WHAT IS NEEDED:
Nothing but the lines below between the line holding "for the model;" and the line holding "data can, of", inclusive, should appear in the answer, each set down exactly.
*** INPUT MATERIAL ***
PR #1491, opened 2023-08-24
feat: add PHP JsonSerializable Preset

markuspoerschke:
In PHP objects (and also arrays and scalars) can be serialized to JSON using the function `json_encode()`. In order to maintain the correct property names and values for Enums, normalization of values needs to be implemented manually using the `JsonSerializable` interface.

The serialization to JSON can be enabled by using the optional preset `PHP_JSON_SERIALIZABLE_PRESET`.

This way of serializing PHP objects does not require any user land package and works out of the box with each PHP version. It is also compatible with different serialization frameworks, like Symfony.

### DIFF
--- a/docs/languages/Php.md
+++ b/docs/languages/Php.md
@@ -36,7 +36,6 @@ This will ensure that, for example, enum values and property names are serialize
 To add support of serialization to JSON, apply the `PHP_JSON_SERIALIZABLE_PRESET` preset.
 Check out this [example for a live demonstration](../../examples/php-generate-json-serializable-preset).
 
-Marshalling PHP objects from JSON is currently supported, [let everyone know you need it](https://github.com/asyncapi/modelina/issues/new?assignees=&labels=enhancement&template=enhancement.md)!
 
 ### To and from XML
 
--- a/docs/languages/Php.md
+++ b/docs/languages/Php.md
@@ -15,21 +15,33 @@ There are special use-cases that each language supports; this document pertains 
 
 ## Description Present
 
-By default, descriptions are not rendered for the model, you can change that by applying `PHP_DESCRIPTION_PRESET`.
+By default, descriptions are not rendered for the model; you can change that by applying `PHP_DESCRIPTION_PRESET`.
 
 Check out this [example for a live demonstration](../../examples/php-generate-documentation-preset).
 
 ## Generate serializer and deserializer functionality
 
-The most widely used usecase for Modelina is to generate models that include serilization and deserialization functionality to convert the models into payload data. This payload data can of course be many different kinds, JSON, XML, raw binary, you name it.
+The most widely used usecase for Modelina is to generate models that include serialization and deserialization functionality to convert the models into payload data.
+This payload data can, of course, be many different kinds, JSON, XML, raw binary, you name it.
 
-As you normally only need one library to do this, we developers can never get enough with creating new stuff, therefore there might be one specific library you need or want to integrate with. Therefore there is not one specific preset that offers everything. Below is a list of all the supported serialization presets. 
+As you normally only need one library to do this, we developers can never get enough of creating new stuff, therefore, there might be one specific library you need or want to integrate with.
+Therefore, there is not one specific preset that offers everything. Below is a list of all the supported serialization presets. 
 
 ### To and from JSON
-Currently not supported, [let everyone know you need it](https://github.com/asyncapi/modelina/issues/new?assignees=&labels=enhancement&template=enhancement.md)!
+
+Objects in PHP can generally be serialized to JSON using the [`json_encode()` function](https://www.php.net/manual/en/function.json-encode.php).
+To ensure that the data is serialized correctly, the [`JsonSerializable` interface](https://www.php.net/manual/en/class.jsonserializable.php) needs to be implemented.
+This will ensure that, for example, enum values and property names are serialized correctly.
+
+To add support of serialization to JSON, apply the `PHP_JSON_SERIALIZABLE_PRESET` preset.
+Check out this [example for a live demonstration](../../examples/php-generate-json-serializable-preset).
+
+Marshalling PHP objects from JSON is currently supported, [let everyone know you need it](https://github.com/asyncapi/modelina/issues/new?assignees=&labels=enhancement&template=enhancement.md)!
 
 ### To and from XML
+
 Currently not supported, [let everyone know you need it](https://github.com/asyncapi/modelina/issues/new?assignees=&labels=enhancement&template=enhancement.md)!
 
 ### To and from binary
+
 Currently not supported, [let everyone know you need it](https://github.com/asyncapi/modelina/issues/new?assignees=&labels=enhancement&template=enhancement.md)!
--- a/examples/php-generate-json-serializable-preset/__snapshots__/index.spec.ts.snap
+++ b/examples/php-generate-json-serializable-preset/__snapshots__/index.spec.ts.snap
@@ -8,7 +8,7 @@ declare(strict_types=1);
 namespace Asyncapi;
 
 
-use JsonSerializable;
+
 final class Root implements \\\\JsonSerializable
 {
   private ?string $email;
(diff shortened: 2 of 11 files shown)


src/generators/php/presets/JsonSerializablePreset.ts
```diff
@@ -0,0 +1,88 @@
...
+  content,
+  renderer
+}: {
+  content: string;
+  renderer: PhpRenderer<ConstrainedMetaModel>;
+}): string {
+  renderer.dependencyManager.addDependency('use JsonSerializable;');
+
+  const contentLines = content.split('\n');
+  contentLines[0] += ` implements JsonSerializable`;
```
markuspoerschke, line 15: Implementing adding interfaces to classes this may cause incompatibilities when multiple presets try to implement interfaces. Can you imagine any other solution here?

src/generators/php/presets/JsonSerializablePreset.ts
```diff
@@ -0,0 +1,88 @@
...
+                    return `'${property.unconstrainedPropertyName}' => $this->${property.propertyName},`;
+                  })
+                )
+              ),
+              '];'
+            ])
+          ),
+          '}'
+        ])
+      );
```
jonaslagoni, line 57: All these nested renderBlock and indent calls can quickly become unmaintainable. 

An alternative is to do something along the following:
```suggestion
  const serializedProperties = Object.values(model.properties).map((property) => {
    if (property.property instanceof ConstrainedDictionaryModel && property.property.serializationType === 'unwrap') {
      return `...$this->${property.propertyName}`;
    }
  
    return `'${property.unconstrainedPropertyName}' => $this->${property.propertyName}`;
  });

  return `${content}
  public function jsonSerialize(): array
  {
    return [
     ${renderer.indent(serializedProperties.join(',\n'))}
    ];
  }
```

jonaslagoni (changes requested):
@markuspoerschke thanks for taking the time to provide a PR 🙏 

I have a few comments :v:

@Ferror do you have time to do a review? 🤔

src/generators/php/presets/JsonSerializablePreset.ts
jonaslagoni: Uhh, yeah, this one is tough. 

We could later on when the problem occurs implement a support function to add interfaces.

Alternatively, all functionality that need to add a new interface would need to be part of the same preset and then we control what is rendered based on options. But that's not really maintainable long term 🤔

markuspoerschke: I am fine with postponing the problem. I see no other use-case at the moment. Likewise, I was also considering putting it somehow to the options.

I will close this conversation.

docs/languages/Php.md
```diff
@@ -15,21 +15,33 @@ There are special use-cases that each language supports; this document pertains
...
-Currently not supported, [let everyone know you need it](https://github.com/asyncapi/modelina/issues/new?assignees=&labels=enhancement&template=enhancement.md)!
+
+Objects in PHP can generally be serialized to JSON using the [`json_encode()` function](https://www.php.net/manual/en/function.json-encode.php).
+To ensure that the data is serialized correctly, the [`JsonSerializable` interface](https://www.php.net/manual/en/class.jsonserializable.php) needs to be implemented.
+This will ensure that, for example, enum values and property names are serialized correctly.
+
+To add support of serialization to JSON, apply the `PHP_JSON_SERIALIZABLE_PRESET` preset.
+Check out this [example for a live demonstration](../../examples/php-generate-json-serializable-preset).
+
+Marshalling PHP objects from JSON is currently supported, [let everyone know you need it](https://github.com/asyncapi/modelina/issues/new?assignees=&labels=enhancement&template=enhancement.md)!
```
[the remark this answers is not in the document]
jonaslagoni: Ahhh, so it should have been:
```suggestion
Marshalling PHP objects from JSON is currently NOT supported, [let everyone know you need it](https://github.com/asyncapi/modelina/issues/new?assignees=&labels=enhancement&template=enhancement.md)!
```

examples/php-generate-json-serializable-preset/__snapshots__/index.spec.ts.snap
```diff
@@ -0,0 +1,28 @@
...
+exports[`Should be able to render PHP and should log expected output to console 1`] = `
+Array [
+  "<?php
+declare(strict_types=1);
+
+namespace Asyncapi;
+
+
+use JsonSerializable;
+final class Root implements JsonSerializable
```
Ferror, line 12:
```suggestion
declare(strict_types=1);

namespace Asyncapi;

final class Root implements \JsonSerializable
```

How about this outcome?

test/generators/php/presets/__snapshots__/JsonSerializablePreset.spec.ts.snap
```diff
@@ -0,0 +1,46 @@
...
+  case VALUE_MINUS_A;
+  case VALUE_MINUS_B;
+
+  public function jsonSerialize(): mixed
+  {
+    return match($this) {
+      self::VALUE_MINUS_A => \\"value-A\\",
+      self::VALUE_MINUS_B => \\"value-B\\",
+    };
+  }
```
Ferror, line 43: Idk if that's the right approach, but have no other idea how to handle not backend enums.

also I guess we should add a test with backed enums. I will add an issue for that

Ferror (dismissed):
I much more prefer using Serializers form Symfony or other, but I can guess people may like that. Next would be ability to create event from array of data 😄

test/generators/php/presets/__snapshots__/JsonSerializablePreset.spec.ts.snap
markuspoerschke: How can you define a non-backed enum in JSON schema? If you can provide an example, I could test it.

I added at least a test case for mixed enums: 048c9e17d7e0431f032f707e0810dc93ffd4b3c5

examples/php-generate-json-serializable-preset/__snapshots__/index.spec.ts.snap
markuspoerschke: I changed this in 048c9e17d7e0431f032f707e0810dc93ffd4b3c5

markuspoerschke:
> I much more prefer using Serializers form Symfony or other, but I can guess people may like that. Next would be ability to create event from array of data 😄

Me too. The cool thing is, that Symfony ships with a [JsonSerializableNormalizer](https://github.com/symfony/symfony/blob/6.4/src/Symfony/Component/Serializer/Normalizer/JsonSerializableNormalizer.php), which allows using this kind of PHP object also with Symfony serializer.

src/generators/php/presets/JsonSerializablePreset.ts
markuspoerschke: The indention is configurable. The suggested solution will not make use of the defined size and type of indention.

I applied the suggestion only partially in f2616f9d2e741282ccee785ecefea35b9c6f5299

test/generators/php/presets/__snapshots__/JsonSerializablePreset.spec.ts.snap
Ferror: That's a good question. Ideally, we should only have backed enums because the protocol needs values.

PHP examples would be:
```php
enum Suit: string
{
    case Hearts = 'H';
    case Diamonds = 'D';
    case Clubs = 'C';
    case Spades = 'S';
}
```

```
enum Week: int
{
    case Monday = 1;
    case Tuesday = 2;
    case Wednesday = 3;
}
```

jonaslagoni (changes requested):
The good thing is that even if two competing serialization libraries, each can have their own preset 🙂 We have such a case in C# for example.

Seems like some of the test snapshots need an update 🙂

Ferror (approved):

jonaslagoni (approved):

jonaslagoni:
@all-contributors please add @markuspoerschke for code, example, test, docs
*** End of INPUT MATERIAL ***
WRITTEN ANSWER:
+By default, descriptions are not rendered for the model; you can change that by applying `PHP_DESCRIPTION_PRESET`.
 
 Check out this [example for a live demonstration](../../examples/php-generate-documentation-preset).
 
 ## Generate serializer and deserializer functionality
 
-The most widely used usecase for Modelina is to generate models that include serilization and deserialization functionality to convert the models into payload data. This payload data can of course be many different kinds, JSON, XML, raw binary, you name it.
+The most widely used usecase for Modelina is to generate models that include serialization and deserialization functionality to convert the models into payload data.
+This payload data can, of course, be many different kinds, JSON, XML, raw binary, you name it.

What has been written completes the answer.